Pernilla August on the set with Noomi Repace and her husband Ola

Pernilla August with her two shining stars

BEYOND (Svinalängorna)    B+                      
Sweden  (99 mi)  2010  d:  Pernilla August

A wrenchingly dramatic take on family dysfunction and death and dying, as expressed by Bergman actress, now first time feature filmmaker Pernilla August, in what might be a variation on the FANNY AND ALEXANDER (1982) story had their parents been trailer trash alcoholics.  A two-tiered story that slowly unleashes unpleasant truths about a woman’s miserable childhood, where Leena (Noomi Rapace) becomes consumed by her past, something she’s spent her entire life trying to forget, literally forced to relive various flashback moments from her traumatized past after she receives a call that her dying mother may only have a few hours left to live.  Despite the fact she’s had no contact in years, her two children are surprised to hear about a grandmother they never knew existed, so at the urging of her husband, Rapace’s real life husband Ola, they make an obligatory family visit.  While this plays out, a parallel story unearths the horrible tragedy that spells out Leena’s unfortunate childhood when she was forced to witness a continuous series of brutal beatings of her mother (Outii Mäenpää) by her abusive father (Ville Virtanen), both Finnish immigrants forced to take the lowest paying positions to survive, continually ending up drunk, making life miserable for young Leena (Tehilla Blad) and her even more troubled younger brother Sakari (Junior Blad), both of whom must find a way to survive.  Interestingly, Blad and Junior’s sister Alpha plays one of Leena’s two daughters, while one of August’s own daughters provides the inner narration of Leena making entries into her diary, which offer some of the most insightful personal observations in the film.     

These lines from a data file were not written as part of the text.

PR #380, opened 2018-06-06
Fix #377, Likely persistent annoyances with 32 bit support due to explicit Int64s

### LINKED ISSUE #377: Likely persistent annoyances with 32 bit support due to explicit `Int64`s
Explicit `Int64`s, e.g. in these locations:

https://github.com/JuliaOpt/MathOptInterface.jl/blob/0b5afa2b32fa76f3e5bb203f077e6891a9bd1ffb/src/functions.jl#L86-L89

https://github.com/JuliaOpt/MathOptInterface.jl/blob/0b5afa2b32fa76f3e5bb203f077e6891a9bd1ffb/src/functions.jl#L154-L157

are pretty likely to cause headaches with trying to support 32 bit architectures. I ran into this already in https://github.com/oxfordcontrol/OSQP.jl/pull/14.

I personally don't think it would be so bad to have those fields just be `Int`s, as more than two billion rows (`typemax(Int32)`) in one `VectorAffineConstraint` seems like an uncommon scenario, but I think at least there should be constructors for these types that take `Integer`s.

tkoolen:
Fixes #377.

### DIFF
--- a/test/functions.jl
+++ b/test/functions.jl
@@ -3,6 +3,14 @@
     x = MOI.VariableIndex(1)
     y = MOI.VariableIndex(2)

Adapting a Susanna Alakoski novel, August’s film is a master class of dramatic acting performances all around, nominated as Sweden’s Best Foreign Film, where despite the big names in Swedish and Finnish theater, Tehilla Blad steals the show, providing a heartbreaking performance, where her lone determination to succeed and save her family is otherworldly, showing wisdom beyond her years, even if it ends in utter disaster, something she can never forgive herself for.  Rapace was the traumatized child survivor in the Millenium Trilogy (2009), another vulnerable character shrouded in secrets that operates with utmost conviction, offering another blisteringly intense performance.  Beginning with early optimism from their initial move into the housing project, seen as an upgrade from their tinier residence, everyone’s initially on their best behavior until slipping back into the devastating blur of events of soon forgotten memories, though you’d have to be drunk to forget, otherwise imprinted into the shell-shocked lives of two young kids who deserve better, where it gets so bad Sakari stops eating and speaking.  In one sequence, young Leena lists in her diary all the profane and horrible names her father calls her mother in the heat of anger, where this sequence of vivid reminders of a man’s contemptuous and vile view of women is hard to forget, especially at an impressionistic young age, where living with these hellish parents is equivalent to serving in combat.    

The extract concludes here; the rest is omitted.